This function matches the given string against the regular expression and returns the list of captured substrings, the first one (at index 0) being the complete matched string.

# IPv4 address in dotted number notation
type ipv4 = string with {
  result = matches(self, ’ˆ(\d+)\.(\d+)\.(\d+)\.(\d+)$’);
  if (length(result) == 0)
  return("bad string");
  i = 1;
  while (i <= 4) {
    x = to_long(result[i]);
    if (x > 255) return("chunk " + to_string(i) + " too big: " + result[i]);
    i = i + 1;
  };
  return(true);
};

Name¶

merge – combine two resources into a single one

Synopsis¶

resource merge (resource res1, resource res2, ...)

Description¶

This function returns the resource which combines the resources given as arguments, all of which must be of the same type: either all lists or all dicts. If more than one dict has a child of the same name, an error occurs.

# /z will contain the list 'a', 'b', 'c', 'd', 'e'
'/x' = list('a', 'b', 'c');
'/y' = list('d', 'e');
'/z' = merge (value('/x'), value('/y'));

Name¶

next – increment iterator over a resource

Synopsis¶

boolean next (resource res, identifier key, identifier value)

Description¶

This function increments the iterator associated with res so that it points to the next child element. The key and value of the next child are stored in the named variables key and value, either of which could be undef. The function returns true if the child exists, or false otherwise.

Name¶

path_exists – determines if a path exists

Synopsis¶

boolean path_exists (string path)

Description¶

This function will return a boolean indicating whether the given path exists. The path must be an absolute or external path. This function should be used in preference to the exists function to avoid an ambiguity in handling the argument to exists as a path or variable reference.

Name¶

prepend – adds a value to the beginning of a list

Synopsis¶

list prepend (element value)

list prepend (list target, element value)

list prepend (variable_reference target, element value)

Description¶

The prepend function will add the given value to the beginning of the target list. There are three variants of this function. For all of the variants, an explicit null value is illegal and will terminate the compilation with an error.

The first variant takes a single argument and always operates on SELF. It will directly modify the value of SELF and give the modified list (SELF) as the return value. If SELF does not exist, is undef, or is null, then an empty list will be created and the given value prepended to that list. If SELF exists but is not a list, an error will terminate the compilation. This variant cannot be used to create a compile-time constant.
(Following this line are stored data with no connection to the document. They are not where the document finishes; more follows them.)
PR #306, opened 2022-06-22
Add transactional folio to SP/GP change and correction filings 12522

lambert-alex:
*Issue #:* /bcgov/entity#12522

*Description of changes:*

- Made the Transactional Folio Number component a common component, instead of an alteration component
- Updated all imports for Transactional Folio Number to reflect above change
- Added the Transactional Folio Number component to change filings
- Confirmed Transactional Folio Number worked in staff payment for correction filings
- Added tests confirming components are correctly displayed for the change and correction views
- Verified that the Transactional Folio Number is correctly saved for change and correction filings
- App version  = 3.2.9


tests/unit/Change.spec.ts
```diff
@@ -230,7 +234,24 @@ describe('Change component', () => {
     localVue.use(VueRouter)
     const router = mockRouter.mock()
     await router.push({ name: 'change' })
-    wrapper = shallowMount(Change, { localVue, store, router, vuetify })
+    wrapper = shallowMount(Change, { localVue,
+      store,
+      router,
+      vuetify,
+      data () {
```
lambert-alex, line 241: I can mock behavior for computed value changes by using the following code, this allowed me to use all of the pretesting/post testing methods instead of making new ones for a new computed value. I thought this was neat!

tests/unit/Change.spec.ts
```diff
@@ -242,8 +263,66 @@ describe('Change component', () => {
...
+    expect(wrapper.findComponent(ChangeSummary).exists()).toBe(false)
+    expect(wrapper.findComponent(DocumentsDelivery).exists()).toBe(false)
+    expect(wrapper.findComponent(CompletingParty).exists()).toBe(false)
+    expect(wrapper.findComponent(CertifySection).exists()).toBe(false)
+  })
+
+  it('renders Change view review and confirm page', async () => {
     expect(wrapper.findComponent(Change).exists()).toBe(true)
+    store.state.stateModel.summaryMode = true
+    wrapper.vm.showFee = true
```
lambert-alex, line 283: Changing the computed value triggers a re-rendering so a wait was necessary,

src/views/Change.vue
```diff
@@ -50,23 +50,30 @@
...
+          v-if="showTransactionalFolioNumber"
+          class="mt-10"
+          sectionNumber="2."
+          :validate="getAppValidate"
+        />
+
         <CertifySection
           class="mt-10"
-          sectionNumber="3."
+          :sectionNumber="showTransactionalFolioNumber ? '3.' : '2.'"
```
severinbeauvais, line 62: Nice use of a getter to simplify the template 👍

tests/unit/Change.spec.ts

# /result will have the values 2 and 1 in that order
'/result' = list(1);
'/result' = prepend(2);

The second variant takes two arguments. The first argument is a list value, either a literal list value or a list calculated from a DML block. This version will create a copy of the given list and prepend the given value to the copy. The modified copy is returned. If the target is not a list, then an error will terminate the compilation. This variant can be used to create a compile-time constant as long as the target expression does not reference information outside of the DML block by using, for example, the value function.

# /result will have the values 2 and 1 in that order
# /x will only have the value 1
'/x' = list(1);
'/result' = prepend(value('/x'), 2);

The third variant also takes two arguments, where the first value is a variable reference. This variant will take precedence over the second variant. This variant will directly modify the referenced variable and return the modified list. If the referenced variable does not exist, it will be created. As for the other forms, if the referenced target exists and is not a list, then an error will terminate the compilation. SELF or descendants of SELF can be used as the target. This variant can be used to create a compile-time constant if the referenced variable is an existing local variable. Referencing a global variable (except via SELF) is not permitted as modifying global variables from within a DML block is forbidden.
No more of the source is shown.